Original: '  Hello Python World  '

Case operations:
upper(): '  HELLO PYTHON WORLD  '
lower(): '  hello python world  '
title(): '  Hello Python World  '
capitalize(): '  hello python world  '
swapcase(): '  hELLO pYTHON wORLD  '

Case checking:
'HELLO': upper=True, lower=False, title=False
'hello': upper=False, lower=True, title=False
'Hello': upper=False, lower=False, title=True
'Hello World': upper=False, lower=False, title=True
'123': upper=False, lower=False, title=False
'Hello123': upper=False, lower=False, title=True


## 4. String Methods - Whitespace and Cleaning

Methods for cleaning and processing strings:

In [6]:
# Whitespace methods
messy_text = "  \t  Hello Python World  \n  "
print(f"Original: {repr(messy_text)}")
print(f"\nWhitespace methods:")
print(f"strip(): {repr(messy_text.strip())}")
print(f"lstrip(): {repr(messy_text.lstrip())}")
print(f"rstrip(): {repr(messy_text.rstrip())}")

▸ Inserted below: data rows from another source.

PR #8057, opened 2026-01-15
Fix NaN gradients in Hurdle distributions for continuous components

### LINKED ISSUE #8053: dlogp fails for `HurdleGamma` observation model
### Description

Someone reported a problem in Bambi when they used a `HurdleGamma` observation model (https://github.com/bambinos/bambi/issues/951).
I figured out the dlogp was failing.

Here's an example in PyMC:

```python
import pytensor

import numpy as np
import pymc as pm

n = 50
psi_true = 0.3
alpha_true = 2.0
beta_true = 1.5

dist = pm.HurdleGamma.dist(psi=psi_true, alpha=alpha_true, beta=beta_true)
y = pm.draw(dist, draws=n, random_seed=1)

with pm.Model() as model:
    alpha = pm.HalfNormal("alpha", sigma=2.0)
    beta = pm.HalfNormal("beta", sigma=2.0)
    psi = pm.Beta("psi", alpha=2.0, beta=2.0)
    y_obs = pm.HurdleGamma("y_obs", psi=psi, alpha=alpha, beta=beta, observed=y)

logp_fn = model.compile_logp()
dlogp_fn = model.compile_dlogp()
ip = model.initial_point()

print(ip)
print(logp_fn(ip))
print(dlogp_fn(ip))

print("\n")
ip2 = {'alpha_log__': np.array(.0), 'beta_log__': np.array(.0), 'psi_logodds__': np.array(.5)}
print(logp_fn(ip2))
print(dlogp_fn(ip2))
```

And this is the output

```python
{'alpha_log__': array(0.69314718), 'beta_log__': array(0.69314718), 'psi_logodds__': array(0.)}
-51.17773249816925
[         nan  -1.25171776 -11.        ]


-59.52213360592764
[         nan   0.12414112 -17.61280388]
```

I'm using:
```shell
Python: 3.13.11
PyMC: 5.27.0
PyTensor: 2.36.3 
```

Were you aware of recent changes that may have affected this?

pirzada-ahmadfaraz:
## Summary

Fixes the `dlogp` function returning NaN for `HurdleGamma` and `HurdleLogNormal` when observed data contains zeros.

## Problem

The gradient computation (`dlogp`) was failing because `pt.where` evaluates both branches before selecting one. When computing `logp(dist, 0)` for continuous distributions like Gamma, this produces `-inf`, which results in NaN gradients - even though that branch is not selected for zero values.

## Solution

Replace zero values with a safe dummy value (1.0) before computing the logp of the continuous distribution:

```python
safe_value = pt.switch(pt.eq(value, 0), 1.0, value)
hurdle_logp = pt.where(
    pt.eq(value, 0),
    pt.log(1 - psi),
    pt.log(psi) + logp(dist, safe_value),  # Use safe_value instead of value
)
```

Since `pt.where` still selects the correct branch based on the condition, the final logp result is unchanged, but the gradient computation is now well-defined.

## Testing

Added regression tests for both `HurdleGamma` and `HurdleLogNormal` that verify `dlogp` does not return NaN values.

Fixes #8053

### DIFF
--- a/tests/distributions/test_mixture.py
+++ b/tests/distributions/test_mixture.py
@@ -1717,3 +1717,49 @@ class TestHurdleDistributions:
                 return np.log(psi) + st.lognorm.logpdf(value, sigma, 0, np.exp(mu))
 
         check_logp(HurdleLogNormal, Rplus, {"psi": Unit, "mu": R, "sigma": Rplusbig}, logp_fn)
+
+    def test_hurdle_gamma_dlogp_no_nan(self):
+        """Test that dlogp does not return NaN for HurdleGamma.
+
+        Regression test for issue #8053. The gradient of pt.where evaluates both
+        branches, so logp(dist, 0) would produce invalid gradients for continuous
+        distributions like Gamma. The fix uses a safe value for the logp computation.
+        """
+        psi_true, alpha_true, beta_true = 0.3, 2.0, 1.5
+
+        dist = HurdleGamma.dist(psi=psi_true, alpha=alpha_true, beta=beta_true)
+        y = draw(dist, draws=50, random_seed=1)
+
+        with pm.Model() as model:
+            alpha = pm.HalfNormal("alpha", sigma=2.0)
+            beta = pm.HalfNormal("beta", sigma=2.0)
+            psi = pm.Beta("psi", alpha=2.0, beta=2.0)
+            HurdleGamma("y_obs", psi=psi, alpha=alpha, beta=beta, observed=y)
+
+        dlogp_fn = model.compile_dlogp()
+        ip = model.initial_point()
+        dlogp_val = dlogp_fn(ip)
+
+        assert not np.any(np.isnan(dlogp_val)), f"dlogp contains NaN: {dlogp_val}"
+
+    def test_hurdle_lognormal_dlogp_no_nan(self):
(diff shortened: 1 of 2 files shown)


ricardoV94 (approved):

ricardoV94:
This is also fixed by https://github.com/pymc-devs/pytensor/pull/1850 but this implementation is more robust

ricardoV94:
Pre-commit is failing

tests/distributions/test_mixture.py
```diff
@@ -1717,3 +1717,49 @@ def logp_fn(value, psi, mu, sigma):
                 return np.log(psi) + st.lognorm.logpdf(value, sigma, 0, np.exp(mu))
 
         check_logp(HurdleLogNormal, Rplus, {"psi": Unit, "mu": R, "sigma": Rplusbig}, logp_fn)
+
+    def test_hurdle_gamma_dlogp_no_nan(self):
```
ricardoV94: Can you pytest.mark.parametrize the test on `HurdleGamma | HurdleLogNormal` ? The logic is nearly the same

pirzada-ahmadfaraz:
@ricardoV94 ping

ricardoV94:
Thanks @pirzada-ahmadfaraz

# Custom character stripping
text_with_chars = "...***Hello World***..."
print(f"\nCustom stripping:")
print(f"Original: '{text_with_chars}'")
print(f"strip('.*'): '{text_with_chars.strip('.*')}'")
print(f"lstrip('.*'): '{text_with_chars.lstrip('.*')}'")
print(f"rstrip('.*'): '{text_with_chars.rstrip('.*')}'")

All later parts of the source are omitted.